In this example data, I have one student with duplicate information. They’re in two different grades, ugh! Now, I have to choose a method to correct this student in my data.

There are three main ways I use to correct dupes.

1. Correct the dupes individually with if_else or case_when.

If there are only a few duplicates, or they’re all in one grade or class room, a quick set of if statements will do the trick to make the rows perfectly duplicated. From there, use distinct to get only distinct rows and remove the duplicates.

mutate(students, grade = if_else(student_id == 2342675, 10, grade))

2. Summarize by taking minimum date / grade to choose one row to keep.

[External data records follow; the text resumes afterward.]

PR #657, opened 2022-02-24
Pipeline documentation

feipenghe:
This PR provides a documentation for building NLP pipeline.

### Description of changes
* Add reader and processor documentations.
* Change Section to Caption so that subsections are shown on the sphinx documentation left bar. 
* Export jupyter notebook to rst so that sphinx documentation can directly render the notebook (rather than using extra packages)

### Test Conducted


docs/toc/processor.rst
```diff
@@ -0,0 +1,95 @@
...
+==========
+
+A pipeline component that wraps inference model and set up inference related work.
+
+
+
+Usage
+------
+
+* wrap model by setting `self.model`
```
hunterhector, line 11: There is no requirement to use `self.model`, this is all up to the implementation.

docs/toc/processor.rst
```diff
@@ -0,0 +1,95 @@
...
+* set up inference related behaviors
+
+
+Functions
+------------------
+
+* `initialize()`: initilize model and inference related attributes.
```
hunterhector, line 18: `model` or `inference` are not the required parts of a processor. From the framework perspective, `initialize` is a step that's run when a pipeline is initialized before any data (datapacks) is processed. That's the message we are going to provide.

docs/toc/processor.rst
```diff
@@ -0,0 +1,95 @@
...
+* `process()`: using loaded model to make predictions and write the prediction results out
```
hunterhector, line 19: Again, `model`, `prediction`, `write prediction` are all not essential parts of `process`. The `process` function has access to the data pack, and the `process` function is called at certain stages during the pipeline. Those are the important information.

hunterhector: Please try to understand the lifecycle of a pipeline, when are stuff called, and then come back to explain them.

docs/toc/processor.rst
```diff
@@ -0,0 +1,95 @@
...
+
+
+
+
+Processor Class Hierarchy
+------------------------------
+
+Here we provide a simplified class hierarchy for :class:`PlainTextReader` to show the relations of processors which are subclasses of `PipelineComponent`.
```
hunterhector, line 27: Why showing a hierarchy? And this is also not a hierarchy for readers

docs/toc/reader.rst
```diff
@@ -0,0 +1,142 @@
+Reader
+=======
+
+A pipeline component that reads data from a file path into a data iterator.
```
hunterhector, line 4: No, reader is not for "file path" only.

docs/toc/reader.rst
```diff
@@ -0,0 +1,142 @@
...
+
+Usage
+------
+
+* Read data from a path and load it into a data iterator. It returns one datum at a time.
```
hunterhector, line 9: what do you mean by return a datum a time. what's the definition of a datum, and what's the definition of `a time`

docs/toc/reader.rst
```diff
@@ -0,0 +1,142 @@
...
+
+            Returns: Iterator over paths to .txt files
+            """
+            return dataset_path_iterator(text_directory, self.configs.file_ext)
+
+        def _cache_key_function(self, text_file: str) -> str:
+            return os.path.basename(text_file)
+
+        # pylint: disable=unused-argument
+        def text_replace_operation(self, text: str):
```
hunterhector, line 85: As an tutorial, you should explain these functions, including `text_replace_operation`

docs/toc/reader.rst
```diff
@@ -0,0 +1,142 @@
...
+            """
+            record_meta["ft.onto.base_ontology.Document"] = set()
+
+
+Reader Class Hierarchy
+------------------------
+
+Here we provide a simplified class hierarchy for `PlainTextReader` to show the relations of readers which are subclasses of `PipelineComponent`.
+
+* `PipelineComponent`: As the hierarchy suggests, readers are subclasses of ~PipelineComponent
```
hunterhector, line 122: Again, there is no need to explain this now. You should probably focus on explaining why or when to use `PackReader`/`MultiPackReader`.

hunterhector (commented):
The understanding is basically wrong, need several revisions

docs/toc/processor.rst
feipenghe: It's supposed to be `MachineTranslationProcessor`. The hierarchy is to show it's essentially a `PipelineComponent`, and how to decide what processor to inherit when users need to customize their own.

hunterhector: This should probably be explained better, a class hierarchy would be too boring for a reader

hunterhector (approved):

This is helpful if you just need one of the rows, and don’t really care which row is the one you keep. For example, our exit and enter date information is not usually great, so I’m okay with the ‘just pick one’ version as long as the student’s grade and teacher information is the same in both rows.

group_by(students, student_id) %>% summarize(grade = min(grade))

3. Output the duplicates and manually choose which version to keep.

This involves the most manual work, so I usually grab help when I need to do this, yay teammates!

dupes_correct <- read_csv("dupes_correct.csv")
left_join(students, dupes_correct) %>%
  replace_na(list(keep = 0)) %>%
  assert(not_na, keep) %>%
  filter(keep = 0)

Managing Data Changes

As data is updated, there might be more duplicates to worry about. A great way to check for duplicate updates is to use the 1:2 punch of janitor’s get_dupes and assertr’s verify(). This allows you to put checks in place in case the data changes.

check <- students %>% 
  get_dupes(student_id) %>% 
  verify(nrow(.) == 0)

If new duplicates occur the code will HALT at this step alerting that something is wrong.

An Example Project: State Test Analysis

The largest impact project the data analytics team is in charge of all year is our annual state test analysis. We gather and all the raw results data for each of our schools, clean it, and combine the information into one cohesive story.

The old process for this used a lot of excel workbooks, manual edits, and a very confusing naming system to port the data into tableau dashboards. With the many steps, and points of error, the process took a really long time. A big goal of ours was to go from raw data to published tableau dashboard in a few hours without any big hiccups.

This year we completed an overhaul of the process with R scripts, that clean and QC the data, add variables we need for analysis, combine with historical state test results, and output tableau ready inputs. The entire state test analyses from raw data to dashboard can now be completed with the press of a few buttons.

Using PURRR code to read and combined multiple files into one data frame has been the saving grace of this analysis. We have each grade/subject/school combination in a separate file, and with just a few lines of code R can bring them together for further cleaning.

files <- list.files("../Input/", pattern = ".xlsx", full.names =  TRUE)
nys <- map_dfr(files, prep_nys_files)

If you’re curious to other parts of the code that really changed this process (for example assertr or tidyr) please feel free to ask!

Wrap Up

These changes didn’t come easy for my team. I work with a group of extremely smart people, but before I started with Uncommon most people on my team didn’t code at all let alone use R. It’s been part of my job to teach everyone to write in R, and make sure we’re all using best practices. One day I will write a longer blog post about some of the learnings I’ve had throughout this process, so stay tuned for that! In the mean time, I offer you some closing remarks on what I’ve found to work best.

  • Choose the packages to teach that are needed every day. (For me, this was janitor and dplyr)
  • Have someone that is active in R community, so that you can be on the cutting edge of best practices and new packages.
  • The more practice someone has, the faster they’ll learn. Pair professional development sessions with coding projects.

Introducing my team to the tidyverse and janitor have been a really big help for getting my team members on board and excited about learning and using R. A quick demonstration of group_by() and get_dupes() was really all I needed to motivate big changes in our analysis process.